As you can see, the same story, told in different ways, has a different effect on the audience. Different details are included or left out. Connections are drawn to a bigger picture, either the bigger picture of "What's a mom to do when she needs to get cold medicine for her sick kid and there's nobody to watch him?" Or the bigger picture of "How can a mom leave her sick kid alone in the car in the middle of a very cold night?" My point here isn't to decide which perspective is right or wrong. My point is that whenever you are told a story, you need to think about the parts of the story you're being asked to focus on and how you're being asked to feel about it. Also think about the parts that are being left out. 

If you find this kind of thing in an information source, it can't really be treated as credible for research.

Weasel Words and Loaded Language

Another way that information sources can manipulate your emotions is with ways of using the language to be able to imply something untrue or unacceptable, and at the same time avoid being held accountable for it. 

  • Everything in the store up to 75% off! (But most of it is only 10% off.)
  • Some authorities say that Maxatrol is the most effective cure for PMS. (But they don't say which authorities, so you can't look it up.)
  • Sugar-Sweets and Fry Fritters can be a part of a healthy diet. (No numbers are given, so you can't check them. "Can be" doesn't mean "is." And what size part? Probably a very tiny part!)

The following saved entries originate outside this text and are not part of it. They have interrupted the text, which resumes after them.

PR #9239, opened 2016-08-02
Animated aggregation type

### LINKED ISSUE #9010: Delete Animated option and add a new Aggregation method
When style is set as animated some things needs to happen:

- if the style applied does not use any variable it should work like it's working with now
- if we have one style using "by value" 
    - if it's a category attribute: torque style should use `cdb_mode([attribute])` as aggregation and use the turbocarto for the category
    - if it's a ramp attribute: torque style should use `avg([attribute])` as aggregation and use the turbocarto for ramps

- if we have more than one style attribute using "by value" -> we can't do anything with torque here since we don't have multivariable torque <- cc @saleiva. One solution would be to disable animated when this happen but not sure how hard is to explain that limitation to the user.

nobuti:
This PR fixes #9010.

This is still WIP. Things to be done:

- [x] Don't let select "animation" or animated heatmap when there is already a torque layer in the layers collection.
- [x] Style generation.
- [x] Migration from editor to builder (@javitonino)
- [x] Don't remove&add time-series widget when a simple attribute is edited (except for column) (@nobuti).
- [x] Display animated or heatmap tag & style for torque layers (@piensaenpixel).
- ~~Category torque is not working. (Select a 'by value' option) (@xavijam)~~ -> https://github.com/CartoDB/cartodb/issues/9389.
- ~~Torque, with cartodb_id column selected, renders date instead of numbers (@xavijam)~~ -> https://github.com/CartoDB/deep-insights.js/issues/441.
- [x] Change current torque layers to simple if user selects a new animated layer (@xavijam).
- [x] Don't let move torque layers (@xavijam).
- [x] Don't let to move to the first position a non-animated layer if there is an animated one (@xavijam).
- [x] Don't add a new layer on top of the animated one (@xavijam).
- [x] Change to `animation` type instead `animated` (@nobuti).


saleiva:
oooh!

lib/assets/javascripts/cartodb3/editor/style/style-form/style-properties-form/style-labels-properties-form-view.js
```diff
@@ -36,15 +36,15 @@ module.exports = CoreView.extend({
...
-  _initBinds: function () {
-    this._styleModel.bind('change:animated', function () {
-      var isAnimatedEnabled = this._styleModel.get('animated').enabled;
-      if (isAnimatedEnabled) {
-        this._enablerView.setValue(false);
-      }
-    }, this);
-    this.add_related_model(this._styleModel);
-  },
+  // _initBinds: function () {
```
xavijam: Remove the code

lib/assets/javascripts/cartodb3/editor/style/style-form/style-properties-form/style-labels-properties-form-view.js
```diff
@@ -27,7 +27,7 @@ module.exports = CoreView.extend({
       enabler: this._styleModel.get('labels').enabled
     });
 
-    this._initBinds();
+    // this._initBinds();
```
xavijam: Dixit below

lib/assets/test/spec/cartodb3/editor/style/style-form/style-labels-properties-form-view.spec.js
```diff
@@ -39,13 +39,13 @@ describe('editor/style/style-form/style-labels-properties-form-view', function (
...
   });
 
-  describe('bindings', function () {
-    it('should disabled subform when animated is enabled', function () {
-      spyOn(this.view._enablerView, 'setValue');
-      this.styleModel.set('animated', { enabled: true });
-      expect(this.view._enablerView.setValue).toHaveBeenCalledWith(false);
-    });
-  });
+  // describe('bindings', function () {
```
xavijam: We should check that in the heatmap form and don't let choose animated form if there is already a toque layer in the map.

nobuti: I commented out the code when we wanted to delete the `enabled` property. I've put it back.

xavijam:
@javitonino, any doubt we can answer for the backend migration?

javitonino:
Only changes currently in migrator is changing the type of torque/torque_cat to animated. Have there been any additional changes? I heard about removing `animated.enabled` but not sure if that is the only extra change.

xavijam:
we can `fire` enabled property.

nobuti:
@xavijam @CartoDB/design this is in ded06, it should be great if you could take a look, ask me for details if you need it.

josecruz:
Hey guys! I found a few things:

- [ ] Map / Dataset switch appears to be broken, it moves when you change the switch:
bug1

- [ ] When you change the column, a message appear saying that we deleted your widget. This is actually true because we remove it from the UI but I'd rather not show that notification due you're not removing anything.
bug2

- [ ] Torque button stills activated when you change option:
bug3

My two cents 💖 
I would update this comment if I find more things

xavijam:
I don't understand the third one @josecruz, what do you mean with torque button?

xavijam:
Fixed all the things you have commented @josecruz 💋 , let's make a last review tomorrow morning and then deploy.
cc @saleiva

alonsogarciapablo:
Great job guys! 👏

PR #9241, opened 2016-08-02
Fix "nodeTitle is not defined" error when adding "Join columns from 2nd layer" analysis 

### LINKED ISSUE #9240: "nodeTitle is not defined" error when adding "Join columns from 2nd layer" analysis
How to reproduce it:

1. Create a map with one layer.
2. Add a `Join columns from 2nd layer` analysis

The dev console will show the error `nodeTitle is not defined`

viddo:
Fixes #9240 

@javierarce ok?


viddo:
Verified locally and frontend tests passing, so merging to have it fixed now.
@javierarce feel free to open a separate issue to fix things posterior if you think this is insufficient.

PR #9244, opened 2016-08-02
add created_at to visualization properties

### LINKED ISSUE #9191: [Metrics] Add 'age' attribute to deletion-related events
Add new attribute 'age' (calculated as 'deletion time' - 'creation time', in days) for following events:
 - Deleted dataset
 - Deleted map

This shouldn't be difficult as both maps and datasets have a created_at property.

gfiorav:
Fixes #9191 
Fixes https://github.com/CartoDB/cartodb/issues/9271

### DIFF
--- a/lib/carto/tracking/events.rb
+++ b/lib/carto/tracking/events.rb
@@ -4,11 +4,14 @@ module Carto
   module Tracking
     module PropertiesHelper
       def visualization_properties(visualization, origin: nil)
+        created_at = visualization.created_at
+
         properties = {
           vis_id: visualization.id,
           privacy: visualization.privacy,
           type: visualization.type,
-          created_at: visualization.created_at
+          created_at: created_at,
+          lifetime: Time.now.utc - created_at
         }
 
         properties[:origin] = origin if origin
--- a/lib/carto/tracking/events.rb
+++ b/lib/carto/tracking/events.rb
@@ -5,19 +5,23 @@ module Carto
     module PropertiesHelper
       def visualization_properties(visualization, origin: nil)
         created_at = visualization.created_at
-        lifetime_in_days_with_decimal = (Time.now.utc - created_at).to_f / 60 / 60 / 24
+        lifetime_in_days_with_decimals = days_with_decimals(Time.now.utc - created_at)
 
         properties = {
           vis_id: visualization.id,
           privacy: visualization.privacy,
           type: visualization.type,
           object_created_at: created_at,
-          lifetime: lifetime_in_days_with_decimal
+          lifetime: lifetime_in_days_with_decimals
         }
 
         properties[:origin] = origin if origin
 
         properties
+      end
+
+      def days_with_decimals(time_object)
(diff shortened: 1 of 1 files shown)


gfiorav:
Please CR, @javitonino

lib/carto/tracking/events.rb
```diff
@@ -3,11 +3,15 @@
...
+
         properties = {
-          vis_id: table_visualization.id,
-          privacy: table_visualization.privacy,
-          type: table_visualization.type
+          vis_id: visualization.id,
+          privacy: visualization.privacy,
+          type: visualization.type,
+          created_at: created_at,
+          lifetime: Time.now.utc - created_at
```
javitonino: This returns seconds, but days were requested in the ticket. Don't know if it is important (maybe seconds are better, more granularity)

lib/carto/tracking/events.rb
```diff
@@ -3,11 +3,15 @@
...
+        created_at = visualization.created_at
+
         properties = {
-          vis_id: table_visualization.id,
-          privacy: table_visualization.privacy,
-          type: table_visualization.type
+          vis_id: visualization.id,
+          privacy: visualization.privacy,
+          type: visualization.type,
+          created_at: created_at,
```
javitonino: Check that this date format is parseable by Segment. I guess it is, but I don't know how this works exactly.

javitonino:
Take into account the comments you want, and ship it!

lib/carto/tracking/events.rb
gfiorav: yup, we've been using it already! https://github.com/CartoDB/cartodb/blob/master/lib/carto/tracking/events.rb#L56

javitonino: Awesome :sparkles:

lib/carto/tracking/events.rb
gfiorav: True! I asked in the original ticket in case we'd want' to reevaluate granularity. Sublime catch!

gfiorav:
I changed the units to days (with decimal) and added some properties to the event general properties. Review again please @javitonino and let's put this in prod as soon as posible!

lib/carto/tracking/events.rb
```diff
@@ -3,11 +3,16 @@
 module Carto
   module Tracking
     module PropertiesHelper
-      def visualization_properties(table_visualization, origin: nil)
+      def visualization_properties(visualization, origin: nil)
+        created_at = visualization.created_at
+        lifetime_in_days_with_decimal = (Time.now.utc - created_at).to_f / 60 / 60 / 24
```
javitonino: Ruby not having proper timediff objects is a bit disappointing. :cry: 

Anyway, can you extract this to a function? It is repeated in `event_properties`.

javitonino:
Other than the proposed refactor (extract timediff function), nothing else to add. Ship when :green_apple:

javitonino:
:shipit:

Issue #9236, opened 2016-08-02
Migrations for animated aggregation


nobuti:
In order to complete #9010, we need to perform migrations to apply changes from old editor to new one.

PR #9259, opened 2016-08-03
Type for torque and torque cat is animated

javitonino:
Migrations for #9236 

Changes the type for Torque wizards to "animated". Heatmap is untouched.

cc @nobuti @xavijam


javitonino:
Summoning @juanignaciosl for CR duty

juanignaciosl:
Ok, but [original migration spec said the opposite](https://github.com/CartoDB/cartodb/wiki/Wizard-to-style-migration). If this is ok we should delete that wiki page, as it's no longer maintained.

javitonino:
Yes, we changed our minds and we want to mark this as a new type now, to make more explicit where to find this in the UI. I guess we can delete that wiki page, as it is quite outdated anyway.

xavijam:
Merge tomorrow please :)

nobuti:
Lets wait until tomorrow morning, please.

juanignaciosl:
Having a type for something that is an option inside (almost) every type feels weird, but u(i) are the ones who know about that :_) I'll delete the wiki page right now.

javitonino:
Removed `animated.enabled = true` where `type == 'animated'`. Please take a look @juanignaciosl

juanignaciosl:
@javitonino I was waiting for tests to pass, do you want me to CR this anyway?

javitonino:
Yep, there are failing frontend tests, but I think those should be solved in the branch I'm merging to. It doesn't make too much sense for them to fail here.

juanignaciosl:
Ok, on it then. As I saw @nobuti involved I thought that it might be relevant.

app/controllers/carto/api/layer_presenter.rb
```diff
@@ -598,12 +598,12 @@ def generate_dimension_properties(wpp)
...
       }.freeze
 
-      def generate_animated(wpp)
+      def generate_animated(wpp, type)
         animated = {}
 
         apply_direct_mapping(animated, wpp, ANIMATED_DIRECT_MAPPING)
 
-        animated['enabled'] = true unless animated.empty?
+        animated['enabled'] = true if animated.present? && type != 'animated'
```
juanignaciosl: Thank you for reverting the `unless` with the second condition :D

juanignaciosl: PS: shouldn't `animated['enabled']` be `true` if `type == 'animated'`?

javitonino: `animated['enabled']` should not be present if `type` is `animated`. You are right that I added the positive test, but didn't add a negative one. Adding it...

juanignaciosl: Perfect.

javitonino:
Please CR @juanignaciosl (hopefully, last one)

After some back and forths, this is what this is supposed to do:
 - Remove `animated.enabled` property.
 - Remove `animated` block from all non-animated types.
 - For torque and torque_cat, set `animated` type.
 - For heatmap, set `animated` or `heatmap` type depending on whether it was animated or not in the wizard. Keep the `animated` block regardless (a more correct name for `animated` would be `torque` but we are not changing it).

Frontend tests fail (as expected). I will merge this as soon as CR is :+1: to avoid more changes on this one (sorry @juanignaciosl)

app/controllers/carto/api/layer_presenter.rb
```diff
@@ -333,6 +333,8 @@ def migrate(options)
 
         type = if @source_type == 'density'
                  wpp['geometry_type'] == 'Rectangles' ? 'squares' : 'hexabins'
+               elsif @source_type == 'torque_heat'
+                 wpp['heat-animated'] ? 'animated' : 'heatmap'
```
juanignaciosl: Value comparison of `wpp['heat-animated']` is not needed? (`wpp['heat-animated']` == 'true'`, for example).

app/controllers/carto/api/layer_presenter.rb
```diff
@@ -365,10 +367,9 @@ def migrate(options)
         'bubble' => 'simple',
         'choropleth' => 'simple',
         'category' => 'simple',
-        'torque' => 'simple',
-        'torque_cat' => 'simple',
-        'cluster' => 'simple',
-        'torque_heat' => 'heatmap'
+        'torque' => 'animated',
+        'torque_cat' => 'animated',
+        'cluster' => 'simple'
```
juanignaciosl: How come `torque_heat` is removed? What's the expected behaviour if one is migrated?

juanignaciosl:
I've made some comments, probably caused by things that I don't know about the PR. As I've said, this change (having both an `animated` type and `animated` attribute) feels weird with the Builder approach, but it it's good for you it is for me as well... 👍

app/controllers/carto/api/layer_presenter.rb
javitonino: It is handled [above](https://github.com/CartoDB/cartodb/pull/9259/files/3a273684db9467c7b3fd38fca2e43719e30964f7#diff-0cd9478b055c01a5bd92c7b398117bfaR337) as it can migrate to two different types depending if it is animated or not.

app/controllers/carto/api/layer_presenter.rb
javitonino: It comes as a boolean value, so normal boolean logic works here :smile:

PR #9266, opened 2016-08-03
Check if the query is already applied before show the notification.

### LINKED ISSUE #9260: Notification error in SQL editor
Steps to reproduce:

- With the default sql query applied, forced an error. For instance:
`SELECT * + FROM paradas_metro_madrid`
- Save the query, at this point the error shows up.
- Fix the error, removing the `+` and save again.
- A `Applying query` notification is shown but it never ends 💥

nobuti:
This PR fixes #9260.

Because the applying notification listens the vis reload event to change its state (and eventually autoclose it), we check if the query is already applied. In this case, no new map request is made, so no need to show the notification.

cc @xavijam


xavijam:
🇪🇸, but I miss a test.

xavijam:
Merge!

Issue #9214, opened 2016-08-02
Adapt importer connector parameters to changes in odbc_fdw


jgoizueta:
Next release of odbc_fdw has changed the naming of connection parameters (https://github.com/CartoDB/odbc_fdw/pull/22).

The Connector class must prefix connection parameters with  `odbc_` and preserve upper/lowercase characters.

PR #9269, opened 2016-08-03
Adapt to new odbc_fdw API

jgoizueta:
See #9214 

Connection parameters must be now prefixed by `odbc_` in the odbc-fdw options and must
preserve the case (since some parameter names may be case-sensitive)

### DIFF
--- a/services/importer/lib/importer/connector.rb
+++ b/services/importer/lib/importer/connector.rb
@@ -128,17 +128,17 @@ module CartoDB
 
       def server_params
         params = @connection.select { |k, _v| k.downcase.in? SERVER_OPTIONS }
-        conection_options params
+        connection_options params
       end
 
       def user_params
         params = @connection.select { |k, _v| k.downcase.in? USER_OPTIONS }
-        conection_options params
+        connection_options params
       end
 
       def table_params
         params = @connection.reject { |k, _v| k.downcase.in? SERVER_OPTIONS + USER_OPTIONS }
-        conection_options(params).merge(@options)
+        connection_options(params).merge(@options)
       end
 
       # Parse @json_params and extract @params
--- a/services/importer/lib/importer/connector.rb
+++ b/services/importer/lib/importer/connector.rb
@@ -116,7 +116,7 @@ module CartoDB
 
       def fetch_ignoring_case(hash, key)
         if hash
-          k, _v = hash.find { |k, _v| k.to_s.downcase == key.to_s.downcase }
+          k, _v = hash.detect { |k, _v| k.to_s.casecmp(key.to_s) == 0 }
           k
         end
       end
--- a/services/importer/lib/importer/connector.rb
+++ b/services/importer/lib/importer/connector.rb
@@ -238,7 +238,8 @@ module CartoDB
           options = table_params.merge(prefix: foreign_prefix)
           schema = @options['schema'] ||
                    fetch_ignoring_case(@connection, 'schema') ||
-                   fetch_ignoring_case(@connection, 'database')
+                   fetch_ignoring_case(@connection, 'database') ||
+                   'public'
           %{
             IMPORT FOREIGN SCHEMA #{schema}
               FROM SERVER #{server_name}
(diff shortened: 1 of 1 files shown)


services/importer/lib/importer/connector.rb
```diff
@@ -108,27 +108,55 @@ def self.check_availability!(user)
...
-      SERVER_OPTIONS = %w(dsn driver host port database).freeze
+      ACCEPTED_PARAMETERS = %w(connection schema table sql_query sql_count encoding columns).freeze
       REQUIRED_PARAMETERS = %w(connection table).freeze
 
+      SERVER_OPTIONS = %w(dsn driver host server address port database).freeze
+      USER_OPTIONS   = %w(uid pwd user username password).freeze
+
+      def fetch_ignoring_case(hash, key)
+        if hash
+          k, _v = hash.find { |k, _v| k.to_s.downcase == key.to_s.downcase }
```
jgoizueta: Arrg!! my ruboto tells me "Prefer `find` over `detect`! Who decides these things?

jgoizueta:
Please @rafatower  CR this

services/importer/lib/importer/connector.rb
rafatower: https://github.com/CartoDB/cartodb/blob/master/.rubocop.yml ?

services/importer/lib/importer/connector.rb
```diff
@@ -108,27 +108,55 @@ def self.check_availability!(user)
...
 
-      ACCEPTED_PARAMETERS = %w(connection schema table sql_query sql_count encoding).freeze
-      SERVER_OPTIONS = %w(dsn driver host port database).freeze
+      ACCEPTED_PARAMETERS = %w(connection schema table sql_query sql_count encoding columns).freeze
       REQUIRED_PARAMETERS = %w(connection table).freeze
 
+      SERVER_OPTIONS = %w(dsn driver host server address port database).freeze
+      USER_OPTIONS   = %w(uid pwd user username password).freeze
+
+      def fetch_ignoring_case(hash, key)
```
rafatower: I don't understand this function.

If it returns just `k`, shouldn't it be called `fetch_key_ignoring_case`?

If `hash` is `nil` then it will raise an exception ```NameError: undefined local variable or method `k' ```, won't it?

services/importer/lib/importer/connector.rb
```diff
@@ -108,27 +108,55 @@ def self.check_availability!(user)
...
+        if hash
+          k, _v = hash.detect { |k, _v| k.to_s.casecmp(key.to_s) == 0 }
```
rafatower: and now this is supposed to be the right thing to do :smile:

services/importer/lib/importer/connector.rb
jgoizueta: You've spotted a bug; should return v, but the way it's used it was working by chance. thanks!

A nil hash shouldn't be passed to this function, but I'll give it a thought, in case we should be reslient to that.

services/importer/lib/importer/connector.rb
jgoizueta: Arggggg I ended up leaving the wrong one!

services/importer/lib/importer/connector.rb
```diff
@@ -138,23 +166,23 @@ def validate_params!
...
-        elsif params['dsn'].blank? && params['driver'].blank?
+        elsif @dsn.blank? && @driver.blank?
           errors << "Missing required connection parameters"
         end
         errors
       end
 
       def connector_name
-        Carto::DB::Sanitize.sanitize_identifier @params['connection']['dsn'] || @params['connection']['driver']
+        Carto::DB::Sanitize.sanitize_identifier @dsn || @driver
```
rafatower: I did not notice the dsn can act as "connector name"

services/importer/lib/importer/connector.rb
rafatower: just asking, the simplest thing to do is to let it raise an exception and even do not check for "nilness" as it is supposed to be a hash always.

services/importer/lib/importer/connector.rb
jgoizueta: We are just adding some meaningful prefix to the connector name, DSN, if present should be    a good description; otherwise we use the driver name. (Note that if DSN is present, the driver name likely won't be available)

Issue #9224, opened 2016-08-02
Review options vertical spacing


saleiva:
Looks to separated for me

PR #9275, opened 2016-08-03
fix spaces

piensaenpixel:
@nobuti 👓 

image

Close https://github.com/CartoDB/cartodb/issues/9224


nobuti:
👍  not sure if we should add a helper for this in the same manner as `u-tSpace--m` and so on.

piensaenpixel:
we need remove the margin, not change it :( and the component is common for all the builder, isn't it?

piensaenpixel:
@nobuti green light? :D

nobuti:
@piensaenpixel first thing in the morning, I promise 😞

nobuti:
🇪🇸

PR #9287, opened 2016-08-03
9265 add published event

### LINKED ISSUE #9265: [Metrics] Add new 'Published map' event
Generate a new event each time a user generates a new version of the map.

Event properties to track:
 - Usual user properties (id, email, username, plan, ...)
 - Version number (I don't know if we store this)
 - Type of publish (link, embed, carto.js, mobile... I don't know if we can have this)

If the last two properties are costly to get, we can continue without them at this moment.

@gfiorav

gfiorav:
Fixes #9265 

Please CR, @javitonino 

cc/ @jmartinter

### DIFF
--- a/app/controllers/carto/api/mapcaps_controller.rb
+++ b/app/controllers/carto/api/mapcaps_controller.rb
@@ -1,6 +1,8 @@
 # encoding: utf-8
 require_relative '../builder/builder_users_module'
 
+require_dependency 'carto/tracking/events'
+
 module Carto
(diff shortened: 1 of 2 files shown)


javitonino:
If there is no need to run this on the initial visualization creation (which is kind of like a publish), :ship: it.

gfiorav:
Nah, it's cool. Just publish for now 😄 

We have another event for created map already, and that contains info about the privacy.

PR #10462, opened 2016-10-31
Resetting styles when a new query is applied

### LINKED ISSUE #10413: Style UI should be updated after applying a query with geom transformation
### STR
- Apply a query which transforms the layer geometry (from polygons to points) such as this one:

``` sql
select
cartodb_id,
st_centroid(the_geom) as the_geom,
st_centroid(the_geom_webmercator) as the_geom_webmercator
from
table_name
```
- Go to style.
- Style UI displays polygon styling instead of points styling.
### Expected results

Style UI should display the right geometry styling, so after applying a query such as that one, style UI should be updated.
#SMOKE_WD14
#SMOKE_WD15

xavijam:
Fixes #10413 
CR: @nobuti 

cc @ramiroaznar @saleiva @javisantana


javisantana:
the problem I see here is that style reset should not be driven by the query but by the geometry tpye and the schema.

If I have "select * from table" and then apply "select * from table limit 10" the styles are going to be reset but I don't want that.

javisantana:
In the editor we reset styles when:
- geometry type changes
- columns needed are not in the query

xavijam:
Ok about adding that logic, if so, it will take us a bit more time.

xavijam:
So, I feel we can test it tomorrow morning in staging @javitonino.
cc @saleiva @javisantana 
Also, I have to check something about legends with you @nobuti 💋 .

xavijam:
@nobuti, take a look because things have changed a little bit 😬 .

lib/assets/javascripts/cartodb3/data/user-actions.js
```diff
@@ -189,6 +142,8 @@ module.exports = function (params) {
             type: analysisFormModel.attributes['type']
           }
         });
+
+        this._resetStylePerNode(nodeDefModel, layerDefModel, false, true);
```
nobuti: what does it mean the last `true`? The method definition only defines 3 params, right?

xavijam: no, it defines 3, there is an explanation in the proper method/class. `resetQueryReady`

xavijam: You are right, I was not passing the 4th parameter to the reset-style-per-node

xavijam: ❤️

lib/assets/javascripts/cartodb3/helpers/reset-style-per-node.js
```diff
@@ -0,0 +1,110 @@
...
+
+    if (!queryGeometryModel.isFetched()) {
+      queryGeometryModel.bind(CHANGE_STATUS, saveDefaultStylesIfStillRelevant);
+    }
+
+    if (!querySchemaModel.isFetched()) {
+      querySchemaModel.bind(CHANGE_STATUS, saveDefaultStylesIfStillRelevant);
+    }
+
+    if (!queryGeometryModel.isFetching() && queryGeometryModel.canFetch()) {
```
nobuti: Any reason for not including the `isFetching` condition as part of the `canFetch` method? Just curiosity, I always see them both...

nobuti: 👍

lib/assets/javascripts/cartodb3/data/query-schema-model.js
```diff
@@ -138,6 +142,22 @@ module.exports = Backbone.Model.extend({
     this.set('status', this.get('query') ? STATUS.unfetched : STATUS.unavailable);
   },
 
+  // Basically checks if an schema is different than the current one
+  hasDifferentSchemaThan: function (schemaArray) {
+    var foundAnyColumnNotIncluded = false;
+
+    _.each(schemaArray, function (columnObj) {
```
xavijam: Applied, thanks man 💋

nobuti:
@xavijam @javierarce @saleiva I don't know if it makes sense some kind of notification to the user informing that the styles have been reset because the geometry changes / analysis applied, probably for another issue.

xavijam:
Travis tests passing, so merging guys.
cc @javitonino

PR #10470, opened 2016-10-31
Launchs onboarding on creation

### LINKED ISSUE #10463: Analysis onboarding launcher is not being displayed when a new analysis is added
## STR
1. Create a map of points.
2. Apply a new analysis of subsample, for example.
3. Analysis onboarding doesn't appear.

The thing about loaded language is that it's much harder to avoid than weasel words or the other forms of emotional manipulation. So when you encounter mildly loaded language, like "the policy was courageous," that's not a deal-breaker. 

But beware of information sources that sound like this (which I just got in my email) - "It's outrageous that Colgate is selling people a hygiene product that could hurt peoples' health."

A credible information source will not try to tell you how to feel about the information.

Logical Fallacies = Not Valid

Finally, logical fallacies make an information source invalid. There are literally dozens of logical fallacies. What all of them have in common is that they are like a magician's sleight of hand, except done with reasoning.

Not all logical fallacies are used intentionally. Some of them are just very common mistakes in people's thinking. That doesn't make them any more correct, though!

XKCD stick figure cartoon. Two people are talking. Panel 1: "I used to think correlation implied causation." Panel 2: That person continues, "Then I took a statistics class. Now I don't." Panel 3: The other person says, "Sounds like the class helped." And the first person says, "Well, maybe."

Some of the really common logical fallacies found in daily life:

  • False cause  
    • "I always eat pasta before an exam, and I always do well on my exams. Pasta makes me smart." 
  • Circular reasoning
    • "I know Dad's right because he says he's always right."
  • Ad hominem
    • "You're a terrible person, so your idea is wrong."
  • Slippery slope
    • "If you let the children talk back to you, soon they'll have no respect for authority and they'll be criminals." 
  • Red herring
    • "You should buy a suit at our store because shirts are buy one get one free." 
  • Appeal to authority  
    • "President Obama takes this kind of vitamin!"
  • Special pleading
    • "Well of course the dog wasn't able to bark the national anthem in front of you. You made her nervous!"
  • No True Scotsman
    • "Sports players are gentle, kindhearted people. The fact that Michael Vick abused and exploited dogs just shows that he wasn't actually a real sports player."
  • Appeal to ignorance
    • "No one knows how the Great Pyramids were built... so it must have been aliens."
  • Black or white.
    • "Liam doesn't think we should put up a veterans memorial in the park, so he must be anti-American."